Hi Everybody! What better way to ring in the New Year than some Deep Tracks, courtesy of Robert?! My introduction to Phil Collins was in 1983, when I first got cable TV, and was glued to MTV. “That’s All” by Genesis was in heavy rotation, and I didn’t mind one bit. I also loved Phil Collins’ solo work. We also got the best of both worlds because Genesis was still releasing music, specifically, the perfect album – Invisible Touch. While Phil Collins had many huge solo hits, he also had some awesome music that didn’t get as much, if any, airplay. So, let’s get this started, and enjoy Robert’s incredible picks of Phil Collins’ deep tracks.
In 1974 Peter Gabriel, lead singer for the progressive rock band Genesis, decided to leave the band and pursue a solo music career. This left the door open for a change that would have a dramatic impact on ‘80s music. After trying out several possible lead singers, keyboardist Tony Banks and guitarist Mike Rutherford convinced drummer Phil Collins to give vocals a shot. The rest, as they say, is history: Phil Collins was now the drummer AND lead vocalist for Genesis. The departure of Peter Gabriel also caused a change in Genesis’ musical style. They maintained some of the prog rock influences, but dropped many of the theatrics and became much more accessible to pop/rock listeners. Chart success in the U.S. would soon follow. The band charted their first AT 40 hit in 1978 with “Follow You Follow Me” – fifteen more would follow. This success would lead to Phil Collins beginning his own solo career in 1981 while continuing to perform with Genesis.
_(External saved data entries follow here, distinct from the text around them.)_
PR #1894, opened 2026-07-29
chore(openapi): regenerate the spec and clients for the provisioned target options

irvingoujAtDevolution:
WIP NOT READY


irvingoujAtDevolution:
Folded into #1895 — the regeneration now lands in the same PR as the schema change that causes it, so every layer's spec and clients agree.

PR #1900, opened 2026-07-30
fix(dgw): reuse credential injection across reconnects

irvingoujAtDevolution:
Keep provisioned injection mappings alive for as long as Gateway still accepts the association token, so native RDP reconnects reuse the same JWT and get injected again. If injection was provisioned but the material is gone, checkout fails closed before we dial the target.

Generic RDP and RDCleanPath now share one CredSSP session path. Kerberos uses the token `dst_hst` for the client-facing TERMSRV SPN.

I wrote the lifecycle contract down in [src/credential/INTENT.md](https://github.com/Devolutions/devolutions-gateway/blob/85545af64a3f911d0a7e3d3d68ecb8a105a1121f/devolutions-gateway/src/credential/INTENT.md) (following [intent-files.md](https://github.com/Devolutions/devolutions-gateway/blob/master/docs/intent-files.md)) — that's what this PR implements.

### Why this design

Credentials live in two phases. Before the first connect, the preflight `time_to_live` bounds how long staged secrets wait in memory. After the first checkout, retention switches to the token acceptance deadline (`exp` + leeway). If Gateway accepts the token for a reconnect, the mapping has to still be there — the old one-shot `take_mapping` broke exactly that. `jet_reuse` starts at disconnect and the TTL starts at preflight, so neither can cap the other; the token deadline is the one clock every connection attempt shares.

### Where to look hardest

- [Generation-guarded KDC publication](https://github.com/Devolutions/devolutions-gateway/blob/85545af64a3f911d0a7e3d3d68ecb8a105a1121f/devolutions-gateway/src/credential_injection.rs#L667-L698): re-provisioning the same JTI bumps a generation, and an older in-flight lease can never overwrite a newer published KDC, so the newest provisioning wins deterministically.
- [Deadline-driven cleanup](https://github.com/Devolutions/devolutions-gateway/blob/85545af64a3f911d0a7e3d3d68ecb8a105a1121f/devolutions-gateway/src/credential_injection.rs#L774-L835): expired session KDC material is removed by a background task, not lazily on the next checkout, and secrets are zeroized on drop.
- [Release after CredSSP](https://github.com/Devolutions/devolutions-gateway/commit/85545af64a3f911d0a7e3d3d68ecb8a105a1121f): the per-connection mapping and KDC lease drop as soon as both CredSSP legs finish, so plain forwarding never holds secret material.

Tests cover staging expiry, reconnect reuse, generation replacement, and physical removal without a later checkout. Manual run: 22-case DVLS matrix with live NTLM and Kerberos CredSSP through Gateway. E2E hops are stacked on #1938.

Issue: DVLS-14697


devolutions-gateway/src/generic_client.rs
```diff
@@ -152,14 +155,18 @@ where
                 // The credential store is keyed on the association token's JTI, so a direct
                 // lookup by `claims.jti` is the primary path.
                 if is_rdp
-                    && let Some(entry) = credentials.get(claims.jti)
+                    && let Some(entry) = provisioning.take(claims.jti)
```
irvingoujAtDevolution: Create credential injection from provisioning.
The analogy, as well as the mindset I'd like to use here, is that the provisioning store is like a supermarket, where each handler — for example, GenericClient here — can purchase what he wants with a `jti` and start preparing the meal (credential injection here).

This grants better separation of concerns, as well as better extensibility.

devolutions-gateway/src/generic_client.rs
```diff
@@ -152,14 +155,18 @@ where
...
                     && entry.mapping.is_some()
                 {
                     anyhow::ensure!(token == entry.token, "token mismatch");
-                    let credential_injection_kdc = credentials.kdc_for(claims.jti)?;
+                    let kerberos_enabled = conf.debug.enable_unstable && conf.debug.kerberos_credential_injection;
+                    let credential_injection =
+                        CredentialInjection::from_provisioned(claims.jti, entry, kerberos_enabled)?
+                            .register_if_kerberos(&synthetic_kdc_registry);
```
irvingoujAtDevolution: Now the Chef 1, the generic client has done the first round of preparation, we pass it to the second chef, which is the kdc proxy hereOnce Chef 1 (GenericClient) finishes the first round of prep, the dish gets handed off to the second chef — the KDC proxy — to continue the process.

devolutions-gateway/src/api/kdc_proxy.rs
```diff
@@ -47,7 +46,9 @@ async fn kdc_proxy(
         KdcDestination::Inject { jti } => {
             enforce_credential_injection_enabled(jti, conf.debug.enable_unstable)?;
 
-            let kdc = credentials.kdc_for(jti).map_err(credential_injection_resolve_error)?;
+            let kdc = synthetic_kdc_registry
```
irvingoujAtDevolution, line 49: Now everything the KDC Proxy need is in the synthetic_kdc_registry, there's no need for KDC handler to read provisioning store anymore. 
More semantically clear

devolutions-gateway/src/generic_client.rs
irvingoujAtDevolution: Notice it's a `take` here, so provisioning won't be reused, one of the benifits this refactoring brings

devolutions-gateway/src/credential_injection.rs
```diff
@@ -0,0 +1,794 @@
...
+            .as_ref()
+            .and_then(|o| o.krb_kdc())
+            .cloned()
+            .ok_or_else(|| {
+                warn!(%jti, "Kerberos credential injection requires krb_kdc");
+                CredentialInjectionKdcResolveError::MissingKrbKdc { jti }
+            })?;
+
+        let proxy_username = app_credential_username(&mapping.proxy).to_owned();
+        let synthetic = CredentialInjectionKdc::new(jti, target_hostname, &proxy_username, &mapping.proxy)
```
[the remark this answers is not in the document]
irvingoujAtDevolution: Not applying. Lab + product path (RDM/DVLS Host = target machine) requests `TERMSRV/<dst_hst>`. Using `conf.hostname` broke injection with SPN mismatch (client ticket `IT-HELP-DC...` vs acceptor `devolutions432`). Synthetic KDC SPN stays association-token `dst_hst`; #1856's gateway-hostname assumption does not match this client path.

devolutions-gateway/src/rd_clean_path.rs
```diff
@@ -541,13 +534,16 @@ pub async fn handle(
     // proxy-based credential injection mode. Otherwise, we continue the usual
     // clean path procedure. The credential store is keyed on the association token's JTI.
     if let Some(jti) = crate::token::extract_jti(token).ok()
-        && let Some(entry) = credentials.get(jti)
+        && let Some(entry) = provisioning.take(jti)
         && entry.mapping.is_some()
```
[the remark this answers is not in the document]
irvingoujAtDevolution: Fixed: CleanPath now peeks with `has_mapping`, authorizes the token, then `take`s one-shot groceries.

devolutions-gateway/src/credential_injection.rs
```diff
@@ -0,0 +1,794 @@
...
+#[derive(Debug, Clone)]
+pub struct SyntheticKdcRegistry {
+    inner: Arc<Mutex<RegistryInner>>,
+}
+
+#[derive(Debug, Default)]
+struct RegistryInner {
+    live: HashMap<Uuid, PublishedSyntheticKdc>,
+    next_generation: HashMap<Uuid, u64>,
+}
```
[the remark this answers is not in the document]
irvingoujAtDevolution: Fixed: registry uses a single monotonic `next_generation: u64` instead of a per-JTI map.

devolutions-gateway/src/rdp_proxy/credssp.rs
```diff
@@ -0,0 +1,473 @@
...
+
+        buf.clear();
+        result.to_buffer(&mut buf).context("write early user auth result")?;
+        let response = &buf[..result.buffer_len()];
+        framed.write_all(response).await.context("write_all")?;
+    }
+
+    return result;
+
+    #[allow(clippy::too_many_arguments)]
```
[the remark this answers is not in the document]
irvingoujAtDevolution: Fixed: replaced `allow` with justified `#[expect(clippy::too_many_arguments, reason = ...)]`.

CBenoit (changes requested):
> [!WARNING]
> **Automated review. Human insight is required**, especially to resolve the conflicting SPN assumptions described below.

Requesting changes on this stacked delta (`chore/regenerate-openapi-provisioning` -> `refactor/rdp-proxy-credssp-extract`).

1. **Blocking - the existing SPN regression thread remains unresolved.** `credential_injection.rs:222,260,351,416` now derives the synthetic-KDC service hostname from the association token's `dst_hst`. The base branch deliberately used `conf.hostname` after merged fix #1856, and this PR deletes `service_kdc_for_uses_gateway_hostname_for_spn`, the regression test that pinned that behavior. The author has supplied contrary product-path evidence in the existing thread, so this needs a human protocol decision rather than another automated guess. Whichever hostname is correct must be explicit, tested with different Gateway and destination hostnames, and described as a behavior change if #1856 is intentionally being reversed.

2. **The new one-shot store changes observable retry behavior without documenting it.** `ProvisioningStore::take` (`provisioning.rs:143-197`) removes credentials and connection options before target connection, TLS, or CredSSP can succeed (`generic_client.rs:158-197`, `rd_clean_path.rs:490-580`). A transient failure consumes the data, and a retry inside the advertised TTL can silently fall through to non-injected forwarding. This conflicts with the current `time_to_live` wording in `openapi.rs:396-400` ("Minimum persistence duration") and is not a behavior-preserving `refactor:`. Either retain entries across failed attempts, or document the single-use contract in OpenAPI/PR history and make skipped injection explicit instead of silently falling back.

3. **The CredSSP enclosure is incomplete and leaves two orchestration implementations.** `credssp.rs:73-153` owns both CredSSP legs, Connect Confirm interception, leftover flushing, and forwarding, but `rd_clean_path.rs:551-634` open-codes the same sequence. `rdp_proxy/mod.rs:12-14` then re-exports three internals solely to sustain that duplicate path. Build `CredsspSession`/`PreparedCredssp` from RDCleanPath too and call `run`; that removes roughly 80 duplicated lines and makes the stated module boundary real.

4. **`generic_client` destructively reads entries it does not use.** At `generic_client.rs:157-160`, `take` runs before `entry.mapping.is_some()`, so an RDP connection consumes a token-only `provision-token` entry and discards it. Match the safer RDCleanPath shape: check `has_mapping` first, then `take` only for the injection path.

5. **Protocol gating was duplicated while its regression coverage was deleted.** The two-flag condition is repeated at `generic_client.rs:162` and `rd_clean_path.rs:495`, while the prior flag-matrix test was removed. The empty test module at `rdp_proxy/mod.rs:274-278` incorrectly claims protocol selection remains covered. Centralize the predicate, restore the opt-in matrix test, and remove the empty scaffolding.

6. **The kitchen metaphor makes the new boundaries harder to learn.** `credential_injection.rs:1-5,101,108,205,524-531` and `rd_clean_path.rs:668-669` require readers to translate "supermarket/groceries/chef/dish/pass window" back into `ProvisioningStore`, `ProvisioningEntry`, preparation, and live KDC registration. Use those technical terms directly; this module's purpose is separation of concerns, so it should not introduce a second vocabulary for them.

Non-blocking cleanup: `CredentialInjectionKdcResolveError` no longer has a discriminating consumer (`credential_injection.rs:55-72`), so its four variants and duplicated pre-return warnings should either regain a matching caller or collapse to contextual `anyhow` errors. Also capitalize the newly added log messages and terminate sentence comments per repository conventions.

> [!NOTE]
> LLM-assisted content (no human feedback).

irvingoujAtDevolution:
Implementation notes:

- `ProvisioningStore` owns pending token, credential, and connection-option material.
- `SyntheticKdcRegistry` contains only KDCs published by active Kerberos injection sessions.
- Synthetic KDC ticket/SPN handling and target-side Kerberos both use association `dst_hst`; `conf.hostname` remains Gateway identity for TLS/configuration uses.
- RDCleanPath now calls `CredsspSession::run` instead of maintaining a second CredSSP orchestration.
- Generic RDP checks `has_mapping` before one-shot checkout, preserving token-only provisioning rows.
- Added explicit Kerberos/NTLM selection coverage and dynamic-destination tests.
- Local DVLS matrix: 22 Playwright cases passed, including live NTLM and Kerberos CredSSP through Gateway.
- CI packaging fix retries Chocolatey and verifies `candle.exe`/`WIXSHARP_WIXDIR` after transient 503 failures.

> [!NOTE]

irvingoujAtDevolution:
Final review follow-up:

1. **SPN decision:** `dst_hst` is the explicit service-name contract for supported credential-injection clients. Synthetic KDC tickets, CredSSP acceptor properties, and the target Kerberos leg use the same dynamic destination. Gateway-addressed clients that derive `TERMSRV/<conf.hostname>` from the transport endpoint are explicitly outside this unstable feature contract.
2. **One-shot behavior:** checkout is atomic; a consumed-JTI tombstone remains until the original expiry, so reuse and concurrent losers fail closed instead of falling through to non-injected forwarding. Re-provisioning clears the tombstone.
3. **CredSSP enclosure:** RDCleanPath constructs `CredsspSession` / `PreparedCredssp` and calls the single `run` implementation.
4. **Token-only provisioning:** both entry points inspect `MappingStatus` before checkout; token-only rows are preserved.
5. **Protocol gating:** both flags are centralized and covered by the full 2x2 matrix, with target username selection tested separately.
6. **Terminology:** kitchen/supermarket metaphors are removed from source and docs.

Additional cleanup: removed the unused typed KDC resolve error, centralized checkout validation, kept generation-guarded KDC leases for explicit same-JTI re-provision overlap, and regenerated OpenAPI artifacts.

Validation: full workspace Clippy; workspace lib/bin/test targets plus colliding examples run separately; generated .NET client build; 22-case DVLS matrix, including live NTLM and Kerberos CredSSP over RDCleanPath.

> [!NOTE]

devolutions-gateway/src/generic_client.rs
irvingoujAtDevolution: Updated in current HEAD `29248b24`: `generic_client` now peeks `MappingStatus` and calls `CredentialInjection::checkout`; `ProvisioningStore::take_mapping` owns atomic token validation and consumption. The supermarket terminology was removed in favor of the actual technical types.

> [!NOTE]

devolutions-gateway/src/generic_client.rs
irvingoujAtDevolution: Updated in current HEAD `29248b24`: there is no chef-style handoff. Kerberos checkout publishes a session-scoped KDC in `SyntheticKdcRegistry`, and `/jet/KdcProxy` resolves only that active registry entry (`api/kdc_proxy.rs:49-51`).

> [!NOTE]

devolutions-gateway/src/generic_client.rs
irvingoujAtDevolution: Updated in current HEAD `29248b24`: one-shot checkout is explicit and fail-closed. `take_mapping` consumes atomically and records a tombstone; a reused JTI returns `Consumed` until expiry or re-provisioning instead of silently falling back.

> [!NOTE]

irvingoujAtDevolution:
@CBenoit, ready for review

> [!NOTE]

CBenoit:
(Reviewed and feedback sent on Slack)

devolutions-gateway/src/api/kdc_proxy.rs
irvingoujAtDevolution: Still accurate on current HEAD `eb4587a4`: `/jet/KdcProxy` looks up `synthetic_kdc_registry` only and never reads `ProvisioningStore`.

> [!NOTE]
> LLM-assisted content (no human feedback).

irvingoujAtDevolution:
@CBenoit, ready for review.

Credential injection now keeps the mapping until the JWT can still authenticate, so `jet_reuse` reconnects inject again instead of consuming on first checkout. Required-but-missing material fails closed. Manual RDM/DVLS Kerberos and NTLM launches against IT-HELP-DC succeeded on this HEAD.

> [!NOTE]
> LLM-assisted content (no human feedback).

irvingoujAtDevolution:
@CBenoit ready for review.

Credential injection now keeps mappings across token-accepted reconnects (get_mapping, fail-closed if required material is missing). Stacked E2E is #1938.

> [!NOTE]
> LLM-assisted content (no human feedback).

mamoreau-devolutions (approved):

irvingoujAtDevolution:
The clocks are separate on purpose. We stopped trying to make one duration cover all of them.

```text
preflight time_to_live  = unused mapping wait (staging)
jet_reuse / RDP 10s     = can this JWT be replayed
exp + 5 min             = hard cap after first successful inject
jet_ttl                 = already-running session (unchanged)
```

**Token reuse is only the token cache.** `jet_reuse` is the optional reconnect window after disconnect. RDP still has the built-in ~10s handshake allowance even when `jet_reuse` is off (mstsc opens several sockets):

```rust
match (disconnected_info, jet_reuse) {
    (Some(info), ReconnectionPolicy::Allowed { window_in_seconds }) => {
        // not killed, inside window since disconnect, reconnect count <= 10
    }
    _ => {
        if matches!(jet_ap, ApplicationProtocol::Known(Protocol::Rdp)) {
            // ~10 seconds since last token use, not disconnect
            if now > bucket.get().last_use_timestamp + RDP_MAX_REUSE_INTERVAL_SECS {
                return Err(TokenError::UnexpectedReplay { ... });
            }
        }
    }
}
```

at [token.rs](https://github.com/Devolutions/devolutions-gateway/blob/e8261332f78e9937a60838c2e616adccf71e52aa/devolutions-gateway/src/token.rs#L1124-L1157)

That layer never looks at the credential store. If reuse is refused, we never reach injection.

**Credentials have two phases.** Staging uses preflight `time_to_live` (default 15 min, max 2 h), capped to the token acceptance deadline (`exp + 5 min leeway`). After the first successful checkout, retention is that deadline — not `jet_reuse`, and not the original staging TTL:

```rust
let staging_expires = now + time_to_live;
let required_until = if mapping.is_some() {
    Some(crate::token::token_acceptance_deadline(exp))
} else {
    None
};
let expires_at = required_until.map_or(staging_expires, |deadline| staging_expires.min(deadline));
```

at [provisioning.rs](https://github.com/Devolutions/devolutions-gateway/blob/e8261332f78e9937a60838c2e616adccf71e52aa/devolutions-gateway/src/provisioning.rs#L118-L127)

```rust
pub(crate) fn token_acceptance_deadline(exp: i64) -> time::OffsetDateTime {
    let timestamp = exp.saturating_add(i64::from(LEEWAY_SECS));
    // ...
}
```

at [token.rs](https://github.com/Devolutions/devolutions-gateway/blob/e8261332f78e9937a60838c2e616adccf71e52aa/devolutions-gateway/src/token.rs#L1294-L1296)

```rust
// First successful lookup keeps the mapping until the token deadline.
if now >= deadline || now >= entry.expires_at {
    anyhow::bail!("credential-injection material for {jti} is missing or expired; re-provision to retry");
}
entry.expires_at = deadline;
```

at [provisioning.rs](https://github.com/Devolutions/devolutions-gateway/blob/e8261332f78e9937a60838c2e616adccf71e52aa/devolutions-gateway/src/provisioning.rs#L260-L264)

So: unused secrets die with staging TTL. Once injected, “Gateway accepted this association JWT” implies the mapping is still there. We do not compare `time_to_live` to `jet_reuse` — they start at different events.

**If the token is still acceptable and the mapping is gone, we fail closed** (no ordinary forward, no upstream dial):

```rust
MappingStatus::RequiredMissing => anyhow::bail!(...),
MappingStatus::Available => true,
MappingStatus::Absent => false,
// checkout before connect_upstream
```

at [generic_client.rs](https://github.com/Devolutions/devolutions-gateway/blob/e8261332f78e9937a60838c2e616adccf71e52aa/devolutions-gateway/src/generic_client.rs#L125-L170)

```rust
if now >= deadline {
    MappingStatus::Absent
} else if entry.mapping.is_some() && now < entry.expires_at {
    MappingStatus::Available
} else {
    MappingStatus::RequiredMissing
}
```

at [provisioning.rs](https://github.com/Devolutions/devolutions-gateway/blob/e8261332f78e9937a60838c2e616adccf71e52aa/devolutions-gateway/src/provisioning.rs#L196-L201)

**Kerberos KDC follows the same activated deadline**, interned per JTI + provisioning generation so reconnects keep the same synthetic realm:

```rust
/// Reuse the synthetic KDC for this provisioning generation until `expires_at`.
pub(crate) fn intern_session_kdc(...) -> Arc<CredentialInjectionKdc> {
    if existing.provision_generation == provision_generation {
        return Arc::clone(&existing.kdc);
    }
}
```

at [credential_injection.rs](https://github.com/Devolutions/devolutions-gateway/blob/e8261332f78e9937a60838c2e616adccf71e52aa/devolutions-gateway/src/credential_injection.rs#L666-L692)

We kept the preflight TTL field. It only covers the wait before first connect. After that, `exp` is the cap. A long `jet_reuse` still needs a token `exp` that covers it; Gateway will not keep credentials past the token.

Stacked hop tests are on #1938. Signed `jet_reuse` token-cache is not covered there (`disable_token_validation` + unsigned JWTs).

> [!NOTE]

irvingoujAtDevolution:
lifetime-timeline

irvingoujAtDevolution:
### Summary of Timing & Lifetime Parameters

| Attribute | Starts At | Deadline / Rule | Core Role |
| :--- | :--- | :--- | :--- |
| **`preflight.time_to_live`** (`preflight.ttl`) | Preflight API call | `min(now + ttl, association.exp + 5m)` *(promoted on first connect)* | **Staging wait time before initial connect.**<br>How long provisioned credentials stay in memory if no client connects. |
| **`association.exp`** | Fixed wall-clock timestamp (issued by DVLS) | `association.exp + 5m` (with leeway) | **Global absolute ceiling for token & credential lifetime.**<br>Hard deadline for credential retention in memory after first checkout; requests past this are rejected and credentials evicted. |
| **`association.jet_reuse`** | Client disconnection timestamp (`T_disc`) | `T_disc + jet_reuse` *(and reconnect count <= 10)* | **Relative sliding window for fast reconnects after disconnect.**<br>Mitigates token replay; restricts reconnects to a bounded window post-disconnect. |

---

### Key Takeaway & Interaction

- **`preflight.time_to_live`** governs how long credentials wait in staging before the first connection arrives.
- **`association.jet_reuse`** governs the allowed reconnect window once disconnected.
- **`association.exp`** is the hard absolute ceiling that cannot be exceeded by either staging or reconnect windows.

> [!NOTE]

CBenoit (approved):
Thank you for the exhaustive write-ups, LGTM!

Phil Collins released four solo albums in the ‘80s: Face Value (1981), Hello, I Must Be Going (1982), No Jacket Required (1985), and . . . But Seriously (1989) – all of them top 10 releases. As far as his singles, Phil Collins had a total of eighteen AT 40 hits with fourteen of this being top 10 and seven of those reaching #1. Impressive! Despite all of this chart success, Phil Collins has some excellent songs that many have not heard, so I come back once again to the idea of deep tracks. By following this series you have heard five great deep tracks from a-ha and and ten amazing tunes from Survivor – now here are five deep tracks that are essential Phil Collins listening. Despite Collins having some great music released throughout the ‘90s, I am staying with the four albums released in the ‘80s.
The Roof Is Leaking (1981)
While Face Value is full a memorable songs such as “In the Air Tonight” and “I Missed Again”, this song has always been the one that has stuck with me the most. Yes, those are crickets you here at the start of this song. This is a haunting song with sparse instrumentation that creates a sound that makes this song unforgettable. As an added bonus, Eric Clapton is the guitarist on this song, making his first of several appearances on a Collins solo effort (see “I Wish It Would Rain Down” from . . . But Seriously). The biggest reason that this song has always stuck with me is the lyrics. During my junior high and high school years I was fortunate enough to spend plenty of time with my Dutch grandparents in Valkenburg, a small town in southern Holland. The gorgeous town sits in a valley and I spent many hours walking through the surrounding forest. This was also the time that I was forming my musical tastes and always had my trusty walkman with me. Face Value was one of my regular tapes and I can still picture walking up hills and through the woods with this song playing. Many time I would stop and sit under a tree or on a rock and just focus on these lyrics. The man is the song is poor and has been raised in a family who has always struggled financially. The chorus emphasizes this, “The roof is leaking and the wind is howling / Kids are crying ‘cause the sheets are so cold / I woke this morning found my hands were frozen / I try to fix the fire, but you know the damn thing’s to old.” Despite this constantly bleak situation, he has hope, “And me, I’m getting stronger by the minute . . . This winter looks like it’s gonna be another bad one / But Spring will soon be here / God, I hope it’s not late.” There is no complaining or giving up; he does not have a fatalistic attitude at all – he and his family are going to make it – somehow. I love this song.